*** Data extract Section Begins ***

PR #1791, opened 2023-08-25
Enable field suggestion for custom functions.

### LINKED ISSUE #1787: Intellisense: suggest fields when entering types
Collect, Patch know the schema for the record types and will show intellisense to suggest fields. 
Request to extend this to arbitrary record parameters, especially when working with custom functions. 

image

jas-valgotar:
Fixes #1787 
-If the custom function provided ParamType, now intellisense will suggest the corresponding columns. _including nested columns_, and columns inside a table type.
-Adds virtual `TryGetTypeForArgSuggestionAt(int argIndex, out DType type) ` to get Type intellisense will be used to match suggestions.
-Fixes Patch and Remove for suggestions.

NOTE: PA would need to override the `TryGetTypeForArgSuggestionAt()` for mutation functions definition in same way it's done here.

### DIFF
--- a/src/libraries/Microsoft.PowerFx.Core/Functions/TexlFunction.cs
+++ b/src/libraries/Microsoft.PowerFx.Core/Functions/TexlFunction.cs
@@ -156,6 +156,8 @@ namespace Microsoft.PowerFx.Core.Functions
         // Return true if the function uses an input's column names to inform Intellisense's suggestions.
         public virtual bool CanSuggestInputColumns => false;
 
+        public virtual bool IsInputColumnSuggestionArg0 => false;
+
         // Return true if the function expects a screen's context variables to be suggested within a record argument.
         public virtual bool CanSuggestContextVariables => false;
 
--- a/src/libraries/Microsoft.PowerFx.Core/Functions/TexlFunction.cs
+++ b/src/libraries/Microsoft.PowerFx.Core/Functions/TexlFunction.cs
@@ -156,7 +156,26 @@ namespace Microsoft.PowerFx.Core.Functions
         // Return true if the function uses an input's column names to inform Intellisense's suggestions.
         public virtual bool CanSuggestInputColumns => false;
 
-        public virtual bool IsInputColumnSuggestionArg0 => false;
+        /// <summary>
+        /// If this returns false, the Intellisense will use Arg[0] type to suggest the type of the argument.
+        /// e.g. Collect(), Remove(), etc.
+        /// </summary>
+        /// <param name="argIndex"></param>
+        /// <param name="type"></param>
+        /// <returns></returns>
+        public virtual bool TryGetTypeForArgSuggestionAt(int argIndex, out DType type)
+        {
+            var maxArgIndex = (ParamTypes?.Count() ?? 0) - 1;
+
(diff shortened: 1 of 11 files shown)


LucGenetier:
✅ No public API change.

LucGenetier:
✅ No public API change.

LucGenetier:
✅ No public API change.

LucGenetier:
✅ No public API change.

src/libraries/Microsoft.PowerFx.Core/Functions/TexlFunction.cs
```diff
@@ -166,7 +166,28 @@ internal abstract class TexlFunction : IFunction
...
+        public virtual bool CanSuggestInputColumns => false;
+
+        /// <summary>
+        /// If this returns false, the Intellisense will use Arg[0] type to suggest the type of the argument.
+        /// e.g. Collect(), Remove(), etc.
+        /// </summary>
+        /// <param name="argIndex"></param>
+        /// <param name="type"></param>
+        /// <returns></returns>
+        public virtual bool TryGetTypeForArgSuggestionAt(int argIndex, out DType type)
```
MikeStall, line 178: >TryGetTypeForArgSuggestionAt [](http://example.com/codeflow?start=28&length=28)

Does this apply to all functions? Or can this only be called in limited scenarios?

MikeStall (approved):
:shipit:

LucGenetier:
✅ No public API change.

LucGenetier:
✅ No public API change.

src/libraries/Microsoft.PowerFx.Core/Functions/TexlFunction.cs
jas-valgotar: Yes, for a consistent experience, we should suggest global on all functions. not just Collect(| etc...

src/libraries/Microsoft.PowerFx.Core/Functions/TexlFunction.cs
```diff
@@ -160,7 +160,28 @@ internal abstract class TexlFunction : IFunction
...
```
jas-valgotar, line 172: >public virtual bool TryGetTypeForArgSuggestionAt(int argIndex, out DType type) [](http://example.com/codeflow?start=8&length=78)

PA will need to override this in mutation functions.

LucGenetier:
✅ No public API change.

MikeStall (approved):
:shipit:

LucGenetier:
✅ No public API change.

src/libraries/Microsoft.PowerFx.Interpreter/Functions/Mutation/RemoveFunction.cs
```diff
@@ -26,7 +26,9 @@ internal abstract class RemoveFunctionBase : BuiltinFunction
 
         public override bool RequiresDataSourceScope => true;
 
-        public override bool CanSuggestInputColumns => true;
+        public override bool CanSuggestInputColumns => true;
+
+        public override bool ManipulatesCollections => true;
```
lesaltzm, line 31: Manipulates Collections is a canvas concept? why is it added to this?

*** Data extract Section Ends ***

Your assignment:
Exactly as it stands, output the whole listing.

Response area:
PR #1791, opened 2023-08-25
Enable field suggestion for custom functions.

### LINKED ISSUE #1787: Intellisense: suggest fields when entering types
Collect, Patch know the schema for the record types and will show intellisense to suggest fields. 
Request to extend this to arbitrary record parameters, especially when working with custom functions. 

image

jas-valgotar:
Fixes #1787 
-If the custom function provided ParamType, now intellisense will suggest the corresponding columns. _including nested columns_, and columns inside a table type.
-Adds virtual `TryGetTypeForArgSuggestionAt(int argIndex, out DType type) ` to get Type intellisense will be used to match suggestions.
-Fixes Patch and Remove for suggestions.

NOTE: PA would need to override the `TryGetTypeForArgSuggestionAt()` for mutation functions definition in same way it's done here.

### DIFF
--- a/src/libraries/Microsoft.PowerFx.Core/Functions/TexlFunction.cs
+++ b/src/libraries/Microsoft.PowerFx.Core/Functions/TexlFunction.cs
@@ -156,6 +156,8 @@ namespace Microsoft.PowerFx.Core.Functions
         // Return true if the function uses an input's column names to inform Intellisense's suggestions.
         public virtual bool CanSuggestInputColumns => false;
 
+        public virtual bool IsInputColumnSuggestionArg0 => false;
+
         // Return true if the function expects a screen's context variables to be suggested within a record argument.
         public virtual bool CanSuggestContextVariables => false;
 
--- a/src/libraries/Microsoft.PowerFx.Core/Functions/TexlFunction.cs
+++ b/src/libraries/Microsoft.PowerFx.Core/Functions/TexlFunction.cs
@@ -156,7 +156,26 @@ namespace Microsoft.PowerFx.Core.Functions
         // Return true if the function uses an input's column names to inform Intellisense's suggestions.
         public virtual bool CanSuggestInputColumns => false;
 
-        public virtual bool IsInputColumnSuggestionArg0 => false;
+        /// <summary>
+        /// If this returns false, the Intellisense will use Arg[0] type to suggest the type of the argument.
+        /// e.g. Collect(), Remove(), etc.
+        /// </summary>
+        /// <param name="argIndex"></param>
+        /// <param name="type"></param>
+        /// <returns></returns>
+        public virtual bool TryGetTypeForArgSuggestionAt(int argIndex, out DType type)
+        {
+            var maxArgIndex = (ParamTypes?.Count() ?? 0) - 1;
+
(diff shortened: 1 of 11 files shown)


LucGenetier:
✅ No public API change.

LucGenetier:
✅ No public API change.

LucGenetier:
✅ No public API change.

LucGenetier:
✅ No public API change.

src/libraries/Microsoft.PowerFx.Core/Functions/TexlFunction.cs
```diff
@@ -166,7 +166,28 @@ internal abstract class TexlFunction : IFunction
...
+        public virtual bool CanSuggestInputColumns => false;
+
+        /// <summary>
+        /// If this returns false, the Intellisense will use Arg[0] type to suggest the type of the argument.
+        /// e.g. Collect(), Remove(), etc.
+        /// </summary>
+        /// <param name="argIndex"></param>
+        /// <param name="type"></param>
+        /// <returns></returns>
+        public virtual bool TryGetTypeForArgSuggestionAt(int argIndex, out DType type)
```
MikeStall, line 178: >TryGetTypeForArgSuggestionAt [](http://example.com/codeflow?start=28&length=28)

Does this apply to all functions? Or can this only be called in limited scenarios?

MikeStall (approved):
:shipit:

LucGenetier:
✅ No public API change.

LucGenetier:
✅ No public API change.

src/libraries/Microsoft.PowerFx.Core/Functions/TexlFunction.cs
jas-valgotar: Yes, for a consistent experience, we should suggest global on all functions. not just Collect(| etc...

src/libraries/Microsoft.PowerFx.Core/Functions/TexlFunction.cs
```diff
@@ -160,7 +160,28 @@ internal abstract class TexlFunction : IFunction
...
```
jas-valgotar, line 172: >public virtual bool TryGetTypeForArgSuggestionAt(int argIndex, out DType type) [](http://example.com/codeflow?start=8&length=78)

PA will need to override this in mutation functions.

LucGenetier:
✅ No public API change.

MikeStall (approved):
:shipit:

LucGenetier:
✅ No public API change.

src/libraries/Microsoft.PowerFx.Interpreter/Functions/Mutation/RemoveFunction.cs
```diff
@@ -26,7 +26,9 @@ internal abstract class RemoveFunctionBase : BuiltinFunction
 
         public override bool RequiresDataSourceScope => true;
 
-        public override bool CanSuggestInputColumns => true;
+        public override bool CanSuggestInputColumns => true;
+
+        public override bool ManipulatesCollections => true;
```
lesaltzm, line 31: Manipulates Collections is a canvas concept? why is it added to this?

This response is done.